YARN Resource Management
Also available as:
PDF
loading table of contents...

Using CPU Scheduling

MapReduce Jobs Only

If you primarily run MapReduce jobs on your cluster, you probably will not see much of a change in performance if you enable CPU scheduling. The dominant resource for MapReduce is memory, so the DRF scheduler continues to balance MapReduce jobs in a manner similar to the default resource calculator. In the case of a single resource, the DRF reduces to max-min fairness for that resource.

Mixed Workloads

One example of a mixed workload is a cluster that runs both MapReduce and Storm on YARN. MapReduce is not CPU-constrained (MapReduce containers do require much CPU). Storm on YARN is CPU-constrained: its containers require more CPU than memory. As you start adding Storm jobs along with MapReduce jobs, the DRF scheduler tries to balance memory and CPU resources, but you may start to see some degradation in performance. If you then add more CPU-intensive Storm jobs, individual jobs start to take longer to run as the cluster CPU resources are consumed.

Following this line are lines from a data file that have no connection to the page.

PR #3601, opened 2017-08-05
Do not reload function list when switching to the same file in cloned view

### LINKED ISSUE #3592: Function List causing disruptive lag when switching between cloned views
### Description of the Issue
When viewing a large piece of code in clone mode with the function list panel open and visible, notepad++ will recompile the function list when switching the cursor between the two views causing a disruptive lag.

1. Open a large piece of code with function list support
2. Right click on the file tab and select "Clone to Other View"
3. Open the function list panel (View -> Function List)
4. Check that the function list panel shows function names as expected, then click in the code body either side. There will be a noticeable lag.

### Expected Behaviour
Zero lag switching between views. No need to recompile the function list if it is known that no changes have taken place since the last compilation.

### Actual Behaviour
Considerable lag when switching between views due to recompiling of the function list

protector1990:
fixes #3592 

Notepad_plus::switchEditViewTo() method now does not call notifyBufferActivated() always - only if it detects that the buffer we are switching to in other view is actually different than current one. Assumption is that we don't really need to activate the buffer if it is already active, so in that case we can skip some potentially lengthy operations - like Function list recompiling. In that case, we can just invalidate rects for active and inactive view to update the colors of the tab controls.

### DIFF
--- a/PowerEditor/src/Notepad_plus.cpp
+++ b/PowerEditor/src/Notepad_plus.cpp
@@ -3510,6 +3510,8 @@ int Notepad_plus::switchEditViewTo(int gid)
 		// Make sure the colors of the tab controls match
 		::InvalidateRect(_mainDocTab.getHSelf(), NULL, FALSE);
 		::InvalidateRect(_subDocTab.getHSelf(), NULL, FALSE);
+		// Make sure that plugins still get notified
+		doNotifyBufferActivated(_pEditView->getCurrentBufferID());
 	}
 	return oldView;
 }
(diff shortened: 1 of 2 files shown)


dail8859:
I haven't had a chance to look deeper into this but I feel this may introduce problems into plugins specifically catching `NPPN_BUFFERACTIVATED` in order to know when the user switches to the other view.

protector1990:
Ok, after doing a little deeper analysis of the code, it looks to me that notifyBufferActivated() purpose should be to just notify plugins that a buffer has been activated. Also, I think that listening for NPPN_BUFFERACTIVATED notification is not the best way to figure out if a user has switched views and there should probably be a different notification for that. But again, I am not that knowledgeable about the code base, so please excuse my ignorance.
So, in order to keep NPPN_BUFFERACTIVATED and still solve this problem, I propose following:
1. Extract the code notifying the plugins into a new function, say doNotifyBufferActivated
2. Call doNotifyBufferActivated instead of notifyBufferActivated when we detect that we are switching to the same file in cloned view

If this makes sense to you, I can implement that change and ammend pull request.

dail8859:
> there should probably be a different notification for that.

Yes probably but changing the behavior of the current notifications would potentially break a lot of plugins.

> I can implement that change and ammend pull request.

I'm not the one that decides if the  updated pr gets accepted so we'll see.

donho:
Good point @dail8859 !

Issue #3849, opened 2017-10-26
Character Count wrong


buggalicious:
### Description of the Issue

The character count in the summary reads it is counted without space, while in fact it also does count the spaces.

### Steps to Reproduce the Issue
1. Type 123 123
2. Double click the word "length" on the status bar or go to View/Summary
3. Read the first line of the summary "Character: (without blanks) and see the number "7"

### Expected Behavior
The number should be 6 without the white space

### Actual Behavior
The number is 7, because the blank space is counted despite the preceding statement describing the result

### Debug Information
none
The plugin TextFX/Tools/Word Count displays the correct values.
Besides, it would be great if one could have the actual value of "Character: (without blanks)" displayed on the status bar.

Sinhov:
Hello, new contributor here. I want to work on this issue. Could someone please guide me on how to get started? I don't know where to look for in the codebase to fix this issue.
Thanks.

sasumner:
It appears that the "Characters (without blanks)" value being reported is actually "Characters (without line-endings)".

**Proof** (for a document with multiple lines):
**Step 1:** Do a regular expression COUNT search on   (?s).   and note the value is same as "Current document length" value
**Step 2:**  Do a regular expression COUNT search on   (?-s).   and note the value is same as "Characters (without blanks)" value
The difference in the searches is the Step1 search will count line-ending characters and the Step2 will exclude line-ending characters

sasumner:
@Sinhov 
I would start by doing a "find-in-files" on the codebase for some text that appears in the View (menu) -> Summary popup window.  For example, search for `(without blanks):`.  This would get you quickly to the area of code that does this processing and you can study it and decide how to change it.  Good luck.

buggalicious:
Thank you, guys, for your interest in this matter. Is there any update on this?
I think this is something that should be correct as to the way the software handles it, it is part of it's reliability.
Best regards.

sasumner:
Sometimes changes are slow to be adopted.  It is possible to obtain your desired count by doing a Find-Count in regular expression search mode for `\S`:
![image](https://user-images.githubusercontent.com/30118311/32747723-a645aae4-c887-11e7-8fe3-bdea34c4bf84.png)

It is also possible to script a solution and have a running count of non-blank characters in the status bar.

But these are workarounds, not cures.

encore0117:
Working on this issue right now

encore0117:
I just split the char count into 2 cases.

[...]

PR #3907, opened 2017-11-21
Split the character counting into two cases based on encoding allowin…

encore0117:
For the issue #3849 
Split char counting into 2 cases to have counting without whitespaces.
For UTF-8, add one more measure in summary to have count without white spaces.
For other encodings, it remains the same.

Using UTF-8 encoding
first

Using ANSI encoding
second


donho:
Nothing to be fixed here.

PR #3908, opened 2017-11-22
Abort highlight search if the selection crosses a line boundry

klusark:
When selecting more, it becomes uselessly slow.

I don't think this is the best way to do it as it has a magic number, so treat it as more of a proof on concept.

Any ideas how to improve it would be appreciated.

### DIFF
--- a/PowerEditor/src/ScitillaComponent/SmartHighlighter.cpp
+++ b/PowerEditor/src/ScitillaComponent/SmartHighlighter.cpp
@@ -127,6 +127,7 @@ void SmartHighlighter::highlightView(ScintillaEditView * pHighlightView, Scintil
 
 	auto curPos = pHighlightView->execute(SCI_GETCURRENTPOS);
 	auto range = pHighlightView->getSelection();
+	int textlen = range.cpMax - range.cpMin + 1;
 
 	// Determine mode for SmartHighlighting
 	bool isWordOnly = true;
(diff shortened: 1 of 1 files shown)


dail8859:
> When selecting more, it becomes uselessly slow.

Define "uselessly slow" because it works just fine for me even when selecting a nearly 2000 character word. Having a limit probably isn't a horrible idea but apparently I'm not running into the same issue you are.

klusark:
Sorry, I should have clarified that. 1024 is probably way too low a limit. My use case is opening a 10mb log file and selecting half to delete. If match word only is off it takes a few seconds.

dail8859:
Oh gotcha. Personally I think a limit like that is fine since the smart hilighting is meant to provide feedback to the user to quickly see other instances of selected text. If the chunk of text is large then it really doesn't provide much meaning as you probably won't be able to see other instances of the match. Though this is just my opinion.

As for the actual patch, see https://github.com/notepad-plus-plus/notepad-plus-plus/blob/master/CONTRIBUTING.md#do-not-use-java-like-braces

klusark:
I reworked it to just abort if the user selects multiple lines, since that already doesn't work during the search.

donho:
@klusark 
> I reworked it to just abort if the user selects multiple lines, since that already doesn't work during the search.

I didn't see it in your PR.

klusark:
@donho I'm not sure what you mean. lines 161 and 162 do exactly that. Should I add a comment to make it more clear?

donho:
@klusark Sorry I misunderstood your "selects multiple lines" by "multi-line selection & edition":
https://notepad-plus-plus.org/features/multi-editing.html

OTOH, in your PR, if you do select the last word of the 1st line and the first word of the 2nd line, the selected length will be smaller than the 2nd line length, and the smart highlight will still be performed.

CGroups can be used along with CPU scheduling to help manage mixed workloads. CGroups provides isolation for CPU-intensive processes such as Storm on YARN, thereby enabling you to predictably plan and constrain the CPU-intensive Storm containers.

You can also use node labels in conjunction with CPU scheduling and CGroups to restrict Storm on YARN jobs to a subset of cluster nodes.